The context for absolutely everything was maddening.

The entire episode is them talking about how fucked up the klingons are, carrying out suicide bombing attacks on star bases and like, destroying the atmosphere of a planet to slaughter everyone on it, etc. The Admiral talks to that klingon woman in the prison and she tells them “we are unable to stop, we have no control over ourselves, and you must stop us,” which is like the final nail in the coffin for any hope we had for an interesting klingon race. It’s wild that they’ve taken away the only defining trait of that star trek race - their honor - and turn them into savage hypocrites.

Starfleet decides that their tactics aren’t working and that they need something completely different in order to survive, which I think makes sense dramatically (what was that Quark line about humans only being civilized so long as they had their creature comforts), but it in the story arc of the show, it just goes to further show what hypocrites humans are, and yeah, as VirtualClint said, makes this entire universe no more interesting or unique than any Good Guy race vs any Bad Buy race in any shitty sci-fi show.

Michael, boy howdy. VirtualClint is on the money here, but like, taken in its own universe under its own terms, one thing that’s really been grating on me is how obsessed everyone is in Michael - Lorca, the Emperor, Saru, the klingons, Starfleet - and how special and unique she is. How ‘nobody but her could’ve done what she did’. Beyond her ability to remain stoic while acting in the mirror universe, it doesn’t feel at all like she brings anything to any situation but competent military ability and a commitment to not get pulled off-mission. Think of every major challenge she’s faced, and she’s succeeded by following a pre-set strategy that Saru or Tilly/Stamets put together. The living planet, Kor’s ship, the ISS Charon rebellion - she has succeeded by simply not being the one who fucks up the plan. Now that is incredibly valuable in a war, but it isn’t like she’s got some unique trait on the level of Picard’s diplomacy, Sisko’s strategy, Janeway’s absolute all-in resourcefulness, etc. She doesn’t think differently in any way, she’s just good at keeping on-task, which sucks as the ‘thing’ that makes her a hero.

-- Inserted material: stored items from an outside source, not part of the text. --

PR #11793, opened 2020-01-30
Sign in with Apple

phillipthelen:
This adds a new API call that allows users to log in through apple.


website/client/src/components/static/appleRedirect.vue
```diff
@@ -0,0 +1,29 @@
...
+<style lang='scss'>
+@import '~@/assets/scss/static.scss';
+</style>
+
+<script>
+
+export default {
+  data () {
+    return {
+      html: '',
```
paglias: I'm probably missing something but this property doesn't seem to be ever changed?

website/server/controllers/api-v3/auth.js
```diff
@@ -146,6 +146,35 @@ api.loginSocial = {
...
+// Called as a callback by Apple. Internal route
+api.loginApple = {
+  method: 'GET',
+  middlewares: [authWithHeaders({
+    optional: true,
+  })],
+  url: '/user/auth/apple',
+  async handler (req, res) {
+    req.body.network = 'apple';
+    return loginSocial(req, res);
```
paglias, line 180: So, here, `loginSocial` with `req.body.network = 'apple';` calls `_appleProfile` which seems to need either `req.body.code` or `req.body.id_token` but this one being a GET request it'll never have a body?


```

  if (req.body.code) {
    const response = await auth.accessToken(req.body.code);
    idToken = jwt.decode(response.id_token);
  } else if (req.body.id_token) {
    idToken = await jwt.verify(req.body.id_token, applePublicKey, { algorithms: ['RS256'] });
  } 
```

paglias (commented):
Left a couple of questions

paglias:
Ah, a small thing, it looks like in the auth form at `/static/plans` the Apple button is lacking an icon

Schermata 2020-02-01 alle 10 56 04

paglias:
And we need to add some tests for the new Apple auth, currently there are for FB/Google at

- `test/api/v3/integration/user/DELETE-user.test.js`
- `test/api/v3/integration/user/auth/POST-user_auth_social.test.js`
- `test/api/v3/integration/user/auth/DELETE-user_auth_social_network.test.js`

website/client/src/components/static/appleRedirect.vue
phillipthelen: You're right. I copied the page from a different static page and forgot to remove this

website/server/controllers/api-v3/auth.js
phillipthelen: You're right. But it does work 🤔 . Does express maybe put the query arguments to also be available through `req.body`?

phillipthelen:
That page probably has the white apple icon. I'll fix that.
I'll also add some tests to match the existing ones.

website/server/controllers/api-v3/auth.js
phillipthelen: https://www.npmjs.com/package/body-parser I think the query params are available in `req.body` because of this package that we use.

paglias: hmm weird, that should only fill `req.body` with data from the body. Anyway, just to be clearer, could we change the code to use `req.query` to specify where it's coming from?

phillipthelen: we _do_ need query for handling iOS login unfortunately. But I'll change it, so that it checks both of those values.

website/server/libs/auth/social.js
```diff
@@ -37,11 +37,13 @@ const auth = new AppleAuth(JSON.stringify({
 
 async function _appleProfile (req) {
   let idToken = {};
-  if (req.body.code) {
-    const response = await auth.accessToken(req.body.code);
+  const code = req.body.code ? req.body.code : req.query.code;
+  const passedToken = req.body.id_token ? req.body.id_oken : req.query.id_token;
```
paglias: I think there's a typo here, `req.body.id_oken`

paglias: I think there's a typo here, `req.body.id_oken`

website/client/src/store/actions/auth.js
```diff
@@ -82,6 +82,24 @@ export async function socialAuth (store, params) {
...
 
+export async function appleAuth (store, params) {
+  const url = '/api/v4/user/auth/apple';
+  const result = await axios.get(url, {
+    params: { code: params.code },
+  });
+
+  const user = result.data.data;
+
+  const userLocalData = JSON.stringify({
```
paglias, line 96: not specifically related to this PR but the code to stringify and save in localstorage the auth keys is duplicated in a few places in this file

website/server/libs/auth/social.js
```diff
@@ -21,16 +24,49 @@ function _passportProfile (network, accessToken) {
...
+  let idToken = {};
+  const code = req.body.code ? req.body.code : req.query.code;
+  const passedToken = req.body.id_token ? req.body.id_token : req.query.id_token;
+  if (code) {
+    const response = await auth.accessToken(code);
+    idToken = jwt.decode(response.id_token);
+  } else if (passedToken) {
+    idToken = await jwt.verify(passedToken, applePublicKey, { algorithms: ['RS256'] });
+  }
+  return {
```
paglias: as discussed outside github there should be a check for when `idToken` doesn't have all the necessary data

paglias (changes requested):

website/server/libs/auth/social.js
```diff
@@ -21,16 +24,49 @@ function _passportProfile (network, accessToken) {
...
 }
 
+const applePrivateKey = nconf.get('APPLE_AUTH_PRIVATE_KEY');
+const applePublicKey = nconf.get('APPLE_AUTH_PUBLIC_KEY');
+
+const auth = new AppleAuth(JSON.stringify({
+  client_id: nconf.get('APPLE_AUTH_CLIENT_ID'), // eslint-disable-line camelcase
+  team_id: nconf.get('APPLE_TEAM_ID'), // eslint-disable-line camelcase
+  key_id: nconf.get('APPLE_AUTH_KEY_ID'), // eslint-disable-line camelcase
+  redirect_uri: 'https://habitica.com/api/v4/user/auth/social', // eslint-disable-line camelcase
```
paglias: this won't work on delta since it tries to hit the main server

paglias (changes requested):

paglias:
Current issues:

- [ ] The profile name is not filled

Schermata 2020-02-27 alle 14 31 34

this is how it looks with google sign in

Schermata 2020-02-27 alle 14 32 22

- [x] The email is not stored correctly (should be stored in an array under the `value` property)

Schermata 2020-02-27 alle 14 34 47

this is how it looks with google sign in

Schermata 2020-02-27 alle 14 35 34

- [x] Handle missing `idToken` https://github.com/HabitRPG/habitica/pull/11793/files/6d402f083353b119eba13d58ac7f2c5b1e441da6#r383370095

- [ ] Tests mirroring what we have for FB / Google

paglias (approved):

Yeah, stuck with me that if this is what Starfleet is currently valuing, Michael is basically just a lesser version of Lorca. Lorca was doggedly on-task to the point of suicidal, which I guess is what everyone is looking for?

I won’t get into the fact that bringing the genocidal Terran Emperor over here has immediately, within one day, resulted in Starfleet electing her into the captain’s chair for what I’m going to assume is a genocidal plan to destroy the klingon homeworld. They could not wait to get another mirror universe warrior into command, apparently.

Yeah I dunno.

Sleazy: Not to enable your desperate hope that any of this could fit in-canon, but… had a thought. Tyler and Vok are now one being. Imagine if the virus idea was true, but the virus changed them into a hybrid race like Tyler - Klingon on the inside, but human-looking on the outside. That would be their solution to the war - making the alien race literally more like them.

Which would be all kinds of fucked up, but, this is Discovery.